Model (Added by 2020 Fudan)
We collaborate with BNU-China and adopt their raw wet lab experimental data of RelE/RelB system to construct our model. After studying the data from BNU-China, we found out that without Kill Switch, the colony number curve of control group was fairly similar to the logistic equation. So, we fitted the experimental data to obtain the parameters of the logistic equation. When the Kill Switch exists, the toxin sharply increased the competitive pressure, introducing a parameter of additional pressure α into the equation. Therefore, we fitted the data of cold shock (27℃) group to figure out the value of α.
Furthermore, we performed an efficiency analysis by the adjusted model we had constructed. Our design of BBa_K3606027 employed a more efficient RNA thermometer than that of BNU-China, so we changed the properties to simulate the growth curve of our Kill Switch. The result demonstrated that bacteria carrying our Kill Switch were killed more thoroughly in a smaller temperature range, therefore proved that with our Kill Switch, engineered bacteria would have less deleterious effects on the environment.
Attention (Added by 2020 Fudan)
Potential pathogenicity of RelE
Although, RelE/RelB module poses minimized adverse effects on hosts as it expanding in microbial communities [2], it has several other effects on human intestine. Firstly, RelE is a very rare toxin that has the activity against both prokaryotic and eukaryotic organisms in a similar mechanism. It has been observed that RelE can induce apoptosis in cultured human cell lines. Secondly, RelE/RelB module tends to have unexpected enrichment in bacteria that is not observed for other toxin/antitoxin modules such as MazE/MazF and ParD/ParE. Such enrichment may be associated with the formation of persistence of microbes in the gut.

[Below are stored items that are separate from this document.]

PR #166, opened 2024-06-12
Refactor IsEntitled to return bool, error pair

clemire:
Allow caller to distinguish between not entitled and evaluation errors.


texuf (approved):
nice!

Thirdly, the divisions of bacteria carrying homologues of the RelE toxin involved in comprising the human gut microbiota.
All this effect only been testified in artificial mammalian gene expression systems, so whether it has tangible impact on the human gut microbiome need further study. iGEM teams that focus on intestinal probiotics and have special safety requirements ought to pay special attention to these.
Chromosomally encoded RelE/RelB in gut microbiota
What’s more, RelE/RelB and other toxin/antitoxin modules have homology searches on bacterial chromosomes. RelB-RelE complex can inhibit the promotor of chromosomally encoded RelE/RelB [3].
This new information learned from literature that need attention was added by 2020 Fudan team.
Reference
[1] Overgaard M , Borch J , Gerdes K . RelB and RelE of Escherichia coli Form a Tight Complex That Represses Transcription via the Ribbon–Helix–Helix Motif in RelB[J]. Journal of Molecular Biology, 2009, 394(2):0-196.
[2] Jones, Brian V. “The human gut mobile metagenome: a metazoan perspective.” Gut microbes vol. 1,6 (2010): 415-31. doi:10.4161/gmic.1.6.14087.
[3] Unterholzner, Simon J et al. “Toxin-antitoxin systems: Biology, identification, and application.” Mobile genetic elements vol. 3,5 (2013): e26219. doi:10.4161/mge.26219.